About Whisper open source and "weights_only=False"

About Whisper open source and “weights_only=False”

In my environment, I install and use Whisper on Google Colab.

However, I am concerned about the following warning that appears every time I install it.


/usr/local/lib/python3.10/dist-packages/whisper/init.py:150: FutureWarning: You are using torch.load with weights_only=False (the current default value), which uses the default pickle module implicitly. It is possible to construct malicious pickle data which will execute arbitrary code during unpickling (See pytorch/SECURITY.md at main · pytorch/pytorch · GitHub for more details). In a future release, the default value for weights_only will be flipped to True. This limits the functions that could be executed during unpickling. Arbitrary objects will no longer be allowed to be loaded via this mode unless they are explicitly allowlisted by the user via torch.serialization.add_safe_globals. We recommend you start setting weights_only=True for any use case where you don’t have full control of the loaded file.
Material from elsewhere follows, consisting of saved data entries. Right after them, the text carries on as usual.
PR #2513, opened 2021-04-02
Code improvements confirmed cases per age group chart

VWSCoronaDashboard4:
## Summary

Code improvements confirmed cases per age group chart

* Moved the static legend items to a regular `legend` component
* Extended the regular `legend` component to accept `dashed` lines
* Above changes allowed for some cleanup in the legend
* Adjusted `tooltip-series-list` to accept an optional `hasMultipleColumns` prop
* Cleaned up the odd code to pass columns from `infected-per-age-group` to the tooltip by using above prop
* Cleanup of `useMemo`, adjusted some names and added comments
* `age-group-legend` is made re-usable as `interactive-legend` component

Please open an issue on GitHub for any issues related to this experimental feature. checkpoint = torch.load(fp, map_location=device)


I have installed the latest version of Whisper v20240927, but it doesn’t make any difference whether it’s large-v3 or turbo.

To improve this
It seems that it is necessary to specify “weights_only=true”, but Whisper does not seem to have that argument, so even if you specify it, it will have no effect.

How do you deal with this problem?


TypeError Traceback (most recent call last)
in <cell line: 1>()
----> 1 model = whisper.load_model(“large-v3”, weights_only=True)

TypeError: load_model() got an unexpected keyword argument ‘weights_only’


2 Likes

I have followed the link, and potential issues are essentially rooted in the possibility of unsanitized and deliberately malicious data within models themselves.

Someone may prepare a carefully-crafted input or pattern to a model as non-inspectable training, or even a hacked model with obfuscated patterns in code. Such deliberate input to the parser may generate attack patterns, or simply may do things other than matrix math, and result in code execution undesired by you at the behest of an attacker.

pyTorch Guidelines:

  • Prefer to execute untrusted models within a secure, isolated environment such as a sandbox
  • Be mindful of risky model formats.

So:

  • Do you consider the training weights and code of Whisper that were committed by OpenAI to have the potential to be untrustworthy?

If you do not consider Whisper to be a risky package to run, you can use the warnings module to capture and suppress undesired output to the console.